Recognizing Patterns and Macros

If you’ve ever had to write a language for a user you’ve probably had a vision of how you could make things easier for the user to write in domain specific language (DSL). The thing about many DSLs is that they inherit from the parent language. I’m specifically looking at you Ruby, even though that is no where close to the real use case I’m describing. No, my use case is much closer to the many declarative XML based languages. These are all languages that, aside from the parser, create syntax and structure from scratch.

The question then is how do you recognize when your initial structure has outgrown its humble roots. More importantly, how do you meet your users requirements without increasing complexity? I should also mention that complexity is the only real measure that we should be addressing. This is my opinion, but it is based in the idea that no matter the syntax, complexity is what you are battling against. Complexity is also not simply a measure of how many different tokens or keywords, but rather the number of specific details that must be kept in the forefront of your mind in order to get the correct meaning.

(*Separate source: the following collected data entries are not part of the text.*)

PR #14286, opened 2020-10-01
docs/fix-typos

khlieng:
This fixes some typos in the docs, the series.name newline change prevents a space being inserted after the dot in the generated HTML.


ts/Core/Options.ts
```diff
@@ -4050,8 +4050,8 @@ H.defaultOptions = {
 
         /**
          * The HTML of the point's line in the tooltip. Variables are enclosed
-         * by curly brackets. Available variables are point.x, point.y, series.
-         * name and series.color and other properties on the same form.
+         * by curly brackets. Available variables are point.x, point.y,
```
TorsteinHonsi, line 4053: While we're at it, we should add backticks to code snippets too: 

> Available variables are \`point.x\`, \`point.y\`, \`series.name\` and \`series.color\` and other properties on the same form.

TorsteinHonsi (changes requested):
Thanks! Good observations!

TorsteinHonsi (approved):
Thanks!

PR #14309, opened 2020-10-07
bugfix/14214-negative-value

### LINKED ISSUE #14214: Parliament Chart throws error for negative values
Expected behaviour
        If any one of the inputs contains negative value, parliament chart can simply ignore that negative value and plot rest of the values.

Actual behaviour
        Parliament chart throws error if the input contains negative values.

Demo
       https://jsfiddle.net/s3dgua1t/

Product version
      Highcharts v8.2.0

marvin19:
Fixed #14214, parliament chart (item series type) threw error on negative values. Negative values should be ignored like in the pie series.

~~Fixed #14214, replacing negative values with null in pie-based series.~~


ts/Series/PieSeries.ts
```diff
@@ -864,6 +862,16 @@ BaseSeries.seriesType<typeof Highcharts.PieSeries>(
          */
         generatePoints: function (this: Highcharts.PieSeries): void {
             LineSeries.prototype.generatePoints.call(this);
+            const data = this.data;
```
TorsteinHonsi, line 865: Why do we need this new block? The original fiddle seems to work without it...

TorsteinHonsi (changes requested):
Thanks! In addition to the inline comment, please add a unit test.

ts/Series/PieSeries.ts
marvin19: The fix replaces negative values with null on the processed data. Data labels require null values on point instance to align correctly to their related element.

This is the incorrect rendering without the block:
highcharts-item-chart

This is the correct rendering with the block:
highcharts-item-chart (1)

TorsteinHonsi: I see! I moved this check to the translate function where the angles are calculated, I think that's sufficient. Commit coming up.

TorsteinHonsi (changes requested):
Pending updated tests that actually check if the graphic is visible or not.

TorsteinHonsi (approved):
Thanks!

PR #14311, opened 2020-10-07
ExportData Data-layer integration

goransle:
ToDo:
- [x] Visual tests
- [x] Await #14045 and integrate AST where applicable


ts/Core/Renderer/HTML/AST.ts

Lets take a look at a piece of code:

eligible_rangliste1_counter=int[]
eligible_rangliste2_counter=int[]
eligible_rangliste2a_counter=int[]
eligible_rangliste3_counter=int[]
eligible_rangliste4_counter=int[]
eligible_rangliste5_counter=int[]
eligible_rangliste5a_counter=int[]
eligible_rangliste6_counter=int[]

This looks pretty nasty. The first optimization would be to allow something like a dict. I’m going to focus on Python references b/c not only is that what I use every day, but it is also the parent language. If we improve things by introducing a dict, then that makes sense for the initial variable definitions. But then the question is how you use those variables. The above code block is actually within a set of code defined between some curly braces (think wiki syntax as opposed to a C function). Outside of the curly braces the syntax changes.

Using one of the variables in the traditional scope, the core of the special language, we prefix its usage with a $. Again, it is very similar to a template language in this regard. The problem is things like square brackets already have meaning within the parser in the normal scope. This makes it somewhat difficult to simply add features like a dict that would generally improve the use of complicated or repetitive patterns.

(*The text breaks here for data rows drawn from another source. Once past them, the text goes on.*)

PR #14318, opened 2020-10-08
bugfix/14298-cancelable-touch-events

### LINKED ISSUE #14298: Check cancelable on touch events before calling preventDefault
I enabled reporting api (`Report-To`) on my website, and get an intervention report from Chrome browsers with the following message:

```json
{
  "columnNumber": 169,
  "id": "IgnoredEventCancel",
  "lineNumber": 63,
  "message": "Ignored attempt to cancel a touchend event with cancelable=false, for example because scrolling is in progress and cannot be interrupted.",
  "sourceFile": "highstock.js?v=32550416a08fb3d3"
}
```

Looking at the minified file, I believe it is being caused by this:
https://github.com/highcharts/highcharts/blob/aaa230381d4423928080c00b7187dd78d01b459c/ts/Core/Renderer/SVG/SVGElement.ts#L2123

I think the fix is to check if `e.cancelable` is true before calling it.

#### Product version

Highstock v8.2.0

#### Affected browser(s)
Chrome 85 on Android (or touch devices)

khlieng:
Fixed #14298, Chrome complained about touch events not being `cancelable` when calling `preventDefault`.

### DIFF
--- a/ts/Accessibility/AccessibilityComponent.ts
+++ b/ts/Accessibility/AccessibilityComponent.ts
@@ -469,7 +469,9 @@ AccessibilityComponent.prototype = {
                 }
 
                 e.stopPropagation();
-                e.preventDefault();
+                if (e.cancelable) {
+                    e.preventDefault();
+                }
             });
         });
     },
--- a/ts/Accessibility/AccessibilityComponent.ts
+++ b/ts/Accessibility/AccessibilityComponent.ts
@@ -469,9 +469,7 @@ AccessibilityComponent.prototype = {
                 }
 
                 e.stopPropagation();
-                if (e.cancelable) {
-                    e.preventDefault();
-                }
+                e.preventDefault();
             });
         });
     },
--- a/ts/Core/Pointer.ts
+++ b/ts/Core/Pointer.ts
@@ -1436,7 +1436,8 @@ class Pointer {
 
         // On touch devices, only proceed to trigger click if a handler is
         // defined
-        if (hasZoom && self.initiated && !fireClickEvent && e.cancelable) {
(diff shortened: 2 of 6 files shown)


ts/Accessibility/AccessibilityComponent.ts
```diff
@@ -469,7 +469,9 @@ AccessibilityComponent.prototype = {
                 }
 
                 e.stopPropagation();
-                e.preventDefault();
+                if (e.cancelable) {
+                    e.preventDefault();
```
oysteinmoseng, line 473: This should always run `preventDefault` - regardless of `cancelable`.

oysteinmoseng (changes requested):
Just two concerns:
1. What happens in browsers that do not support `event.cancelable`?
2. In AccessibilityComponent we should always run `preventDefault` as the event is moved to a different element. See inline comment.

ts/Core/Pointer.ts
```diff
@@ -1436,7 +1436,8 @@ class Pointer {
 
         // On touch devices, only proceed to trigger click if a handler is
         // defined
-        if (hasZoom && self.initiated && !fireClickEvent && e.cancelable) {
+        if (hasZoom && self.initiated && !fireClickEvent &&
+            (typeof e.cancelable !== 'boolean' || e.cancelable)) {
```
oysteinmoseng, line 1440: Just nitpicking, but you might be able to get away with `e.cancelable !== false` and save a few bytes of filesize.

oysteinmoseng (changes requested):
Looks good, just a minor comment

oysteinmoseng (approved):
Looks good to me, thanks!

TorsteinHonsi (approved):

This is the challenge in having a DSL. On the one hand it makes things much simpler. You can write a simple language that doesn’t have to look like HTML or other more visually noisy languages that have a subtle parsing requirement that doesn’t really help authors. On the other hand, the parser must be written in a way to support later features that might conflict with the current syntax that is in the field. Backwards compatibility is a must in these situations because unless you’ve written your parser and objects in such a way as to allow lossless serialization, fixing old scripts ends up being a bug ridden exercise in regex.

Beyond the practical challenges of syntax, there are still questions as to what is truly easier for users. Take an idea such as modules, again as in Python. How do you allow including them in the code? Do they get included where they effectively become written inline or can we import the code, adding thing via a virtual context. How does the editor play a role in the whole operation? In our case, the language is not something people interact with on the command line but rather via a simple web interface. Therefore, things like imports/includes involve not only the mechanical functionality, but the UI for writing, validating and storing them within their own scope. When you consider the environment you have the consideration of whether or not the include actually becomes like a macro when the code gets saved. Likewise, macros are another tact to take in order to make things easier for scripters to reuse code.

In some ways the answer is really all of the above, but that still begs the question of whether moving the complexity outside of the basic language and script has simplified things or in fact just moved the complexity. What you want to do is remove complexity by allowing the user to think at a higher level. This means abstractions that create a contract with the more detailed lower level aspects lets the user work without the need to consider whether or not some lower level piece gets done. Adding things like imports/includes and macros may all do that, but they are dependent on how they are used. Some fancy user might end up writing scripts like this:

include opening
include b2b_12
include b2b_13
include b2b_14
include gen_opt_6
include footer
include postproc

At this point you’ve successfully created something extremely opaque. The complexity is not gone, but simply moved.

Just like in programming you notice patterns and develop tactics for abstraction, when writing a DSL you have a similar task. The difference is that instead of writing it for your own use cases in a known language where users are expected to understand a larger environment (build system, vcs, editor, etc.), you are defining a language for a potentially non-technical user. These users don’t read blogs on writing code. They don’t go to conferences for your language. The users don’t look forward to the latest version that includes closures. Instead they rely on you to guide their options in a way that lets them get their work done quickly. It is your responsibility to take their use cases, find the patterns and figure out a way of adding abstractions that actually help improve the complexity. It is anything but easy.